TASK DIRECTIONS:
From the records below, pull each line that has "where".

DATA FOR REVIEW:
>>

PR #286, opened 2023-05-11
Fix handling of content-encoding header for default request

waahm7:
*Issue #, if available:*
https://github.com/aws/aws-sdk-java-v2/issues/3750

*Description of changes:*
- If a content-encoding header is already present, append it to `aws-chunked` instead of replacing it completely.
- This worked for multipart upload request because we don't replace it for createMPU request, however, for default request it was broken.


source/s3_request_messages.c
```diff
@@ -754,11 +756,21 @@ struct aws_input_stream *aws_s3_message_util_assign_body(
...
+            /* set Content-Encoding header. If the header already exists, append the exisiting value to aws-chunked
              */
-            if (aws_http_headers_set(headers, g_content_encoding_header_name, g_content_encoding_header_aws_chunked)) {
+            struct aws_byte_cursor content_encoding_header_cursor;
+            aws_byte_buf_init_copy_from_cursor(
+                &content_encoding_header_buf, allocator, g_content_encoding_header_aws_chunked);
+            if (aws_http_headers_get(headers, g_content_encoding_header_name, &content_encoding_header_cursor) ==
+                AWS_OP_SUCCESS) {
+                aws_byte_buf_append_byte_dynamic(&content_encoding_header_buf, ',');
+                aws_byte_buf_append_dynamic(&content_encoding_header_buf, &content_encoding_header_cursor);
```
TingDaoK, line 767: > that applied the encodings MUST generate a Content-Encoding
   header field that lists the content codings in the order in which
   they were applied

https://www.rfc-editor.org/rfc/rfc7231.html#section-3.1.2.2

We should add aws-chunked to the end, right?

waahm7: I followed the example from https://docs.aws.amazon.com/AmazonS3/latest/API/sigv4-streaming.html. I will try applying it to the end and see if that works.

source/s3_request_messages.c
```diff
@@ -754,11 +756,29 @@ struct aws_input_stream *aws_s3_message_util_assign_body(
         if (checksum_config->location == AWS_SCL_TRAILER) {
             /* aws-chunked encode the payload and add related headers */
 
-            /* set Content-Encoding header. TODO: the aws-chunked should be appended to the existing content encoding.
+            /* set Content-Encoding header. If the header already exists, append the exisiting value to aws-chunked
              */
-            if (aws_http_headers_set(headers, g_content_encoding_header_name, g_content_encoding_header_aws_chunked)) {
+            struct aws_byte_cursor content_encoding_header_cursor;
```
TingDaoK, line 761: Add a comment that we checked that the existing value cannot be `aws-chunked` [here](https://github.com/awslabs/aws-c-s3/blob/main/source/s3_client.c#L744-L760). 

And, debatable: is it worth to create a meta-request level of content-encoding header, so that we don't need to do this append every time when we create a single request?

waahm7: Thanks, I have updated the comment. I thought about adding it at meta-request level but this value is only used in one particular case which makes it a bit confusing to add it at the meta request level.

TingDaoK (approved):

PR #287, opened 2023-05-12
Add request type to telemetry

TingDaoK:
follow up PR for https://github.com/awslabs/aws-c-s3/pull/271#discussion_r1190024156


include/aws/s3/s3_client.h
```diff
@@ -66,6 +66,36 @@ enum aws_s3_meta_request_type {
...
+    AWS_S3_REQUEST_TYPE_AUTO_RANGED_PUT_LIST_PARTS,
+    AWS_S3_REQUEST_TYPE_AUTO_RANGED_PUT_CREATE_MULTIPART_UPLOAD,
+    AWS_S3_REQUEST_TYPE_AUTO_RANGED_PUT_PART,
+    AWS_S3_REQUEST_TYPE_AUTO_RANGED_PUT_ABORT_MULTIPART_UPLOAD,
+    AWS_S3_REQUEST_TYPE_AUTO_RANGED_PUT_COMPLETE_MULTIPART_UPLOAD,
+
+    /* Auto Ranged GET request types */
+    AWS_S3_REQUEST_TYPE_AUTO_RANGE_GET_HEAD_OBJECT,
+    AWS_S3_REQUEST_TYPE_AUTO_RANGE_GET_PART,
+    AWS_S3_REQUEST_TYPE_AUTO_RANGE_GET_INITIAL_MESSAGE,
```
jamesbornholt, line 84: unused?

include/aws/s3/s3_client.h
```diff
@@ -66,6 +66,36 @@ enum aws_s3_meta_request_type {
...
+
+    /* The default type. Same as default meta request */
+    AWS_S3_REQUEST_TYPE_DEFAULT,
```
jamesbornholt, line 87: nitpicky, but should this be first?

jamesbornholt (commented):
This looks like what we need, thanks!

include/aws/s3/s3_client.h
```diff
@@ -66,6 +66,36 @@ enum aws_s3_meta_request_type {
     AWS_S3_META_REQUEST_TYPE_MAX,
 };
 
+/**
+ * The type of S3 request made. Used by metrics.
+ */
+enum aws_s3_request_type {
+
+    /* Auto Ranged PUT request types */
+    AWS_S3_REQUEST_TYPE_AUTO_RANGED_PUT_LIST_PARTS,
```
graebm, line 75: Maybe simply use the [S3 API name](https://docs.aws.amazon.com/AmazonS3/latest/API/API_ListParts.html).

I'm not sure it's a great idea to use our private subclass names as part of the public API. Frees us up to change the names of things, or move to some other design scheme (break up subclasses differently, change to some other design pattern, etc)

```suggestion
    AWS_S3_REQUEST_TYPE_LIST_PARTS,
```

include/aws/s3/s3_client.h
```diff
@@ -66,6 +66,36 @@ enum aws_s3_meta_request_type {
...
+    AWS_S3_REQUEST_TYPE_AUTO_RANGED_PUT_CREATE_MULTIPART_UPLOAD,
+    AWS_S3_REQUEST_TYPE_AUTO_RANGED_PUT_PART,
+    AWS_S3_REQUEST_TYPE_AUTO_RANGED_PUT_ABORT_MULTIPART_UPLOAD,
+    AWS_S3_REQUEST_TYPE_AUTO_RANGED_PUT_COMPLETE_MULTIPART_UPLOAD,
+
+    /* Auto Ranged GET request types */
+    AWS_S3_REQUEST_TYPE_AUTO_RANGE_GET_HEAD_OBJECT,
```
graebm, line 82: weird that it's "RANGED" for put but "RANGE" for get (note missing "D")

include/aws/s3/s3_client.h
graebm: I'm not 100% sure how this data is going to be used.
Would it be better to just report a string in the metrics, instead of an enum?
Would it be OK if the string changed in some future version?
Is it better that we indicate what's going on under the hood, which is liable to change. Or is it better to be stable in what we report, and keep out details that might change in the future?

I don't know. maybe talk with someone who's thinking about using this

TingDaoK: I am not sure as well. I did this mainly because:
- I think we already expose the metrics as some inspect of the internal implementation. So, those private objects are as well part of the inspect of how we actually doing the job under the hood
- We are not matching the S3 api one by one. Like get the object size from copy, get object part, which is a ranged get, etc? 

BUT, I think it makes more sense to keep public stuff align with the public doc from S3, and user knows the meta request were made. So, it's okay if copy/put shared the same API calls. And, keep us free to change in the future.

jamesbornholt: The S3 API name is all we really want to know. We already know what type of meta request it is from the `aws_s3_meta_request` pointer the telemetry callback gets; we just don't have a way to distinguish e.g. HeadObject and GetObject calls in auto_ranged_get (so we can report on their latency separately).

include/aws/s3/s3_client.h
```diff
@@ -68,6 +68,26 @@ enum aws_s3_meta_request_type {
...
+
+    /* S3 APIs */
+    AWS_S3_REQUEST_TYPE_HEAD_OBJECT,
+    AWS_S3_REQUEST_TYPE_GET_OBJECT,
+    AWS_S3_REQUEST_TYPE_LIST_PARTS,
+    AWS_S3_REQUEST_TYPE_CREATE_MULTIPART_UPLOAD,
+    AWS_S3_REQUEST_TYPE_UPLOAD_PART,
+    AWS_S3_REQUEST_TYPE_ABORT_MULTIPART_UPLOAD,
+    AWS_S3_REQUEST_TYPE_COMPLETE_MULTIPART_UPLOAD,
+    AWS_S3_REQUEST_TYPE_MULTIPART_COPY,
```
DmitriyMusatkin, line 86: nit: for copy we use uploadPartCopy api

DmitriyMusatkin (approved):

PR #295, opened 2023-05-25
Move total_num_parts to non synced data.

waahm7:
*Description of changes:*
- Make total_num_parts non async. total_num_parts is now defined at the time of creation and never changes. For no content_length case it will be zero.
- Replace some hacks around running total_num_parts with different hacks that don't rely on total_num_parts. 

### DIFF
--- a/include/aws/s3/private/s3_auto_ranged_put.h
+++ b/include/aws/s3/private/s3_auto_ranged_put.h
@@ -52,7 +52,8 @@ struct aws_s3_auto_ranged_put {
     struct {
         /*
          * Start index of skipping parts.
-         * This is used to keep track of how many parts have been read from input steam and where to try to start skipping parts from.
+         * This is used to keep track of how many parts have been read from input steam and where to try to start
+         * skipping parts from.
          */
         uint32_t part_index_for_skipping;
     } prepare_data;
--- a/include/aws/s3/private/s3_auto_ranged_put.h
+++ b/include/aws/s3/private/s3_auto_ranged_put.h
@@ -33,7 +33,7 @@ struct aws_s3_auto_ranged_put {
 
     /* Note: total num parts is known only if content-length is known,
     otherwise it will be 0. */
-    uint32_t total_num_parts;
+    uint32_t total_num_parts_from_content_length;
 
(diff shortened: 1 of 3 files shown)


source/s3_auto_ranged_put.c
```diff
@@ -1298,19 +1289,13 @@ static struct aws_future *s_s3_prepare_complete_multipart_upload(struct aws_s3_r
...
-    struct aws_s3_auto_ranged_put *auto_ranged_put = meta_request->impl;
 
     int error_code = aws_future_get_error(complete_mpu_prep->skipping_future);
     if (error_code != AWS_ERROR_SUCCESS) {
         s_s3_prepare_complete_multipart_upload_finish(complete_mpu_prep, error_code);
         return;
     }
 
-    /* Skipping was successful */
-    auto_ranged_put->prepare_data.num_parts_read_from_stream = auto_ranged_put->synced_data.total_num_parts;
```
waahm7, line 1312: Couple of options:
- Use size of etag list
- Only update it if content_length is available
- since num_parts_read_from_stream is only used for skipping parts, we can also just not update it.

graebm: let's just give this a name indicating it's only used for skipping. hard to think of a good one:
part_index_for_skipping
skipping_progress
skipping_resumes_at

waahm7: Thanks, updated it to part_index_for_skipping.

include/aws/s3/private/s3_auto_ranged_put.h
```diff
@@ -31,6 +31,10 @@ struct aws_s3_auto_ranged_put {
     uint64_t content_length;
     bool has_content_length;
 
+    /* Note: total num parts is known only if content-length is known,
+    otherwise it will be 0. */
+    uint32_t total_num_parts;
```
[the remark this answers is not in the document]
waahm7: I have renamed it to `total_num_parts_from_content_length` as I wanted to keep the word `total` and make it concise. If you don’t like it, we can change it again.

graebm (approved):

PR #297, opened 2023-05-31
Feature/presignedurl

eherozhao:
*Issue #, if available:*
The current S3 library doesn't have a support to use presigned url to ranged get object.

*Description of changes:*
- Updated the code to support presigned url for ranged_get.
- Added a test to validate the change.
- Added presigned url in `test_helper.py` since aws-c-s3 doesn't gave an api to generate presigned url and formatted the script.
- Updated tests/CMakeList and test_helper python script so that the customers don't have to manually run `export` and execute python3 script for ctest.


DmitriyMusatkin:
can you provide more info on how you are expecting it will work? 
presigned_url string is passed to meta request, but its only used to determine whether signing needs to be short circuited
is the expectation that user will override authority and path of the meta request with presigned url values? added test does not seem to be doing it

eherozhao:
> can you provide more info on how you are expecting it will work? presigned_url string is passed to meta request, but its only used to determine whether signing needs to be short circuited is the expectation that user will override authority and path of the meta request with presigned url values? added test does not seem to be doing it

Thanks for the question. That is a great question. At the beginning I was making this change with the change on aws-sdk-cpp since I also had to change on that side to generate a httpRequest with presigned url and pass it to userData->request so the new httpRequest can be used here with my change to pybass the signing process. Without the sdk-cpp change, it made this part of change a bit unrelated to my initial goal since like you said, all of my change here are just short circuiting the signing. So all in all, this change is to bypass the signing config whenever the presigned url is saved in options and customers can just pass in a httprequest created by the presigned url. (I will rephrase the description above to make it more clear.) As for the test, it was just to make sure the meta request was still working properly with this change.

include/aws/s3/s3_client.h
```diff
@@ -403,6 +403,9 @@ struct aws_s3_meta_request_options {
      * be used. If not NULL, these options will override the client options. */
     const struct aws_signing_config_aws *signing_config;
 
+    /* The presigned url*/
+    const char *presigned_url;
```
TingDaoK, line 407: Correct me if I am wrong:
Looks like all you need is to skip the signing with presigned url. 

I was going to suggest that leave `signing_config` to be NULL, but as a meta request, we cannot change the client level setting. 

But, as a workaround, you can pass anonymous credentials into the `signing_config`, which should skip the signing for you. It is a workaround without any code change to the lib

<<

ANSWER SECTION:
-         * This is used to keep track of how many parts have been read from input steam and where to try to start skipping parts from.
+         * This is used to keep track of how many parts have been read from input steam and where to try to start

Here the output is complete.